Mexico's formal integration into the global economy by way of the North American Free Trade Agreement, NAFTA, has had impact on the expansion of education at levels. The education reforms of the early 1990s were in keeping with the government's intentions to prepare Mexico to enter NAFTA; therefore, the long overdue expansion of compulsory basic education to include lower secondary education was quickly implemented. At the same time, upper secondary education became more accessible due to the increase in the construction of new schools and the expansion of new programs of study. For example, the creation of technological universities, based on the French model, and the enlargement of the teachertraining curriculum were part of an integral approach to improve the human resource pool. Confronted with competition from its two northern neighbors, Mexico had to accelerate the quality and quantity of technical education.

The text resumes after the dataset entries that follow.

PR #3462, opened 2026-07-01
Enforce Java 11 response body timeouts

### LINKED ISSUE #3068: Http2Client with native HttpClient does not enforce response correctly timeout
There is a flaw in Java's interface design that makes it very easy to introduce bug where application stalls when using native HttpClient. Request timeout given applies only to point when response headers are received. Timeout does not apply to receiving body.

Official jdk issue: https://bugs.openjdk.org/browse/JDK-8208693

Easiest way to address the problem is to use async sending with `orTimeout`. The far more complex alternative is to create customer body handler / subscriber that is able to handle timeout correctly.

Considering that writing customer body handler is a non-trivial task and that orTimeout does address the problem, I would recommend changing feign implementation to use asyncSend. Java's internal synchronous implementation is a delegate to async call, so change to async would not change threading behaviour.

goutamadwant:
## Summary

This updates the Java 11 `Http2Client` response handling so the configured Feign read timeout also applies while the response body is being read.

The existing request timeout still covers waiting for the response headers, but `BodyHandlers.ofInputStream()` can hand back a response before the body has arrived. The response body stream is now wrapped with a read-timeout guard, preserving the existing streaming response behavior while failing stalled body reads with `HttpTimeoutException`.

## Tests

- `mvn --batch-mode -Dtoolchain.skip=true -pl java11 -am -Dtest=Http2ClientTest#timeoutReadingResponseBody,Http2ClientAsyncTest#timeoutReadingResponseBody -Dsurefire.failIfNoSpecifiedTests=false test`
- `mvn --batch-mode -Dtoolchain.skip=true -pl java11 -am -Dtest=Http2ClientTest,Http2ClientAsyncTest -Dsurefire.failIfNoSpecifiedTests=false test`
- `mvn --batch-mode -Dtoolchain.skip=true -pl java11 -am -Dsurefire.failIfNoSpecifiedTests=false test`
- `mvn --batch-mode -Dtoolchain.skip=true -pl java11 -am -DskipTests validate`
- `mvn --batch-mode -Dtoolchain.skip=true -pl java11 -am git-code-format:validate-code-format`

Fixes #3068

### DIFF
--- a/java11/src/main/java/feign/http2client/Http2Client.java
+++ b/java11/src/main/java/feign/http2client/Http2Client.java
@@ -38,6 +38,7 @@ import java.net.http.HttpRequest.BodyPublishers;
 import java.net.http.HttpRequest.Builder;
 import java.net.http.HttpResponse;
 import java.net.http.HttpResponse.BodyHandlers;
+import java.net.http.HttpTimeoutException;
 import java.time.Duration;
 import java.util.Arrays;
 import java.util.Collection;
@@ -52,12 +53,25 @@ import java.util.Set;
 import java.util.TreeSet;
 import java.util.concurrent.CompletableFuture;
 import java.util.concurrent.ConcurrentHashMap;
+import java.util.concurrent.Executors;
+import java.util.concurrent.ScheduledExecutorService;
+import java.util.concurrent.ScheduledFuture;
+import java.util.concurrent.TimeUnit;
+import java.util.concurrent.atomic.AtomicBoolean;
 import java.util.function.Function;
 import java.util.stream.Collectors;
 import java.util.zip.GZIPInputStream;
 import java.util.zip.InflaterInputStream;
 
 public class Http2Client implements Client, AsyncClient<Object> {
+
+  private static final ScheduledExecutorService BODY_READ_TIMEOUT_EXECUTOR =
+      Executors.newSingleThreadScheduledExecutor(
+          runnable -> {
+            Thread thread = new Thread(runnable, "feign-http2client-body-timeout");
+            thread.setDaemon(true);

In 1999, Mexico signed about 323 international agreements to promote research and cooperation in educational matters. In terms of bilateral agreements, 26 were signed with different U.S. entities. In 1998, two agreements were signed with the World Bank; one to enhance basic education particularly in isolated rural and indigenous areas; the other, to finance higher education projects such as scholarship for students of all economic backgrounds. Mexico has continuously pursued bilateral and multilateral agreements to boost the educational opportunities of its people. Through the CONACyT, the Science and Technology National Council, many students pursuing graduate studies have benefited from generous scholarship to attend colleges in Mexico or in other countries. In 1999 there were 17,851 scholarships through CONACyT, of which 3,828 were granted to those involved in graduate and postgraduate studies abroad.

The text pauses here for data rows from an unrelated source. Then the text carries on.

PR #3463, opened 2026-07-01
Avoid converting empty GET bodies to POST

### LINKED ISSUE #2872: Unexpected behavior: GET converted to POST without body when @RequestParam is missing in OpenFeign
## Description
When using OpenFeign, I originally intended to send a query parameter with a GET request.

For example:
```java
@FeignClient(name = "test-client")
public interface TestClient {

    @GetMapping("/test")
    DataRs getData(String query); // `query` has a non-null value
}
```

My goal was to send the request like:
```java
GET /test?query=value
```

## What actually happened
- Because the `query` parameter was not annotated with `@RequestParam`, OpenFeign treated it as a request body.
- However, since GET requests should not have a body, the internal HTTP client (`HttpURLConnection`) automatically changed the method to POST at runtime:
```java
// https://github.com/JetBrains/jdk8u_jdk/blob/master/src/share/classes/sun/net/www/protocol/http/HttpURLConnection.java#L1326
if (method.equals("GET")) {
    method = "POST"; // Backward compatibility
}
```
Image

- Even though the HTTP method was changed to POST, the body was empty (Content-Length: 0).

- So:
  - The request became POST,
  - But no request body was actually sent,
  - And there was no error or warning during Feign request generation.

## Important note
- When I explicitly add @RequestParam, everything works correctly:
```java
@FeignClient(name = "test-client")
public interface TestClient {

    @GetMapping("/test")
    DataRs getData(@RequestParam String query); // ✅ Works as intended: GET with query string
}
```
- So I fully understand that @RequestParam is needed when sending query parameters.

## Suggestion
Given this behavior, I would like to ask:

Wouldn't it be more appropriate for OpenFeign to throw a warning or an error early — for example, during startup or client creation — if it detects a GET method that has parameters but is missing annotations like @RequestParam or @SpringQueryMap?

In many cases, when a developer defines a GET method with parameters, the expected behavior is to send those as query parameters, not as a body.
If the annotation is missing, and OpenFeign ends up silently treating the request as a POST with an empty body, it can easily cause confusion, unexpected behavior, or even runtime issues under strict API gateways or HTTP method validation rules.

**Additionally, when I checked the client-side logs, it still showed the request being sent as a GET,
but when I confirmed with the receiving server, the request was actually received as a POST.
This discrepancy made it very difficult to quickly identify and debug the issue.**
```java
@Slf4j
@Configuration
public class FeignLoggingInterceptorConfig {

    @Bean
    public RequestInterceptor requestLoggingInterceptor() {
        return template -> log.info("[Feign Request] method={}, url={}, body={}",
                                    template.method(), template.url(), template.body() != null ? new String(template.body()) : "null");
    }
}
```

I fully understand that @RequestParam is necessary when intending to send query parameters.
However, it seems like providing an early warning in cases where a GET method's parameters would be treated incorrectly could greatly help developers catch such issues before runtime.

If there is a particular reason why OpenFeign currently does not enforce this behavior — for example, to preserve flexibility or for backward compatibility — I would be happy to understand that as well.

hutiefang76:
Fixes #2872.

When the default client sends a GET request with a non-null but empty body, HttpURLConnection treats setDoOutput(true) as a signal that output will be written. That can silently turn the request into POST before it reaches the server.

This keeps the existing behavior for non-empty bodies and for methods that normally send bodies, but skips writing an empty body for GET requests so the method stays GET.

Validation:
- Added a regression test that sends a direct GET request with `new byte[0]` as the body and verifies MockWebServer receives GET.
- Confirmed the new test failed before the fix with `expected: "GET" but was: "POST"`.
- `JAVA_HOME=$(/usr/libexec/java_home -v 26) ./mvnw -pl core test`
- `git diff --check`

### DIFF
--- a/core/src/main/java/feign/DefaultClient.java
+++ b/core/src/main/java/feign/DefaultClient.java
@@ -189,7 +189,7 @@ public class DefaultClient implements Client {
 
     byte[] body = request.body();
 
-    if (body != null) {
+    if (body != null && (body.length > 0 || request.httpMethod() != Request.HttpMethod.GET)) {
       /*
        * Ignore disableRequestBuffering flag if the empty body was set, to ensure that internal
        * retry logic applies to such requests.
--- a/core/src/test/java/feign/client/DefaultClientTest.java
+++ b/core/src/test/java/feign/client/DefaultClientTest.java
@@ -24,6 +24,8 @@ import feign.Client.Proxied;
 import feign.DefaultClient;
 import feign.Feign;
 import feign.Feign.Builder;
+import feign.Request;
+import feign.Request.HttpMethod;
 import feign.RetryableException;
 import feign.assertj.MockWebServerAssertions;
 import java.io.IOException;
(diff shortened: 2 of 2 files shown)


velo (approved):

Notwithstanding the progress in educational attainment of the Mexican population, economic pressures have widened the gap between rich and poor. At the same time, Mexico's democratic transition has brought to the forefront candid discussions about educational opportunities. There is evidence suggesting the need for improvements in access and quality at all levels of the educational system. Of particular urgency is the need to meet the demands of the most marginalized segments of society. In this regard, the indigenous population is the most impacted, not only in terms of access to education, but also in terms of their portrayal in the school's curriculum. Speaking about this last point, prominent education intellectual Pablo Latapí Serra commented that "our racism is rooted in the denial of the cultures of currently living Indians and the official glorification of the dead Indian. I don't know of concrete measures [in curricula] that would help teachers and pupils reach awareness of their racist attitudes in daily behavior."
Another problem facing the educational system is the few incentives offered by the teaching profession in Mexico. As in most Latin American countries, teachers are poorly paid in Mexico. Economic conditions affecting the country during the 1980s and the 1990s brought the salaries of teachers to new lows. The challenges facing this nation are enormous and education continues to be the key.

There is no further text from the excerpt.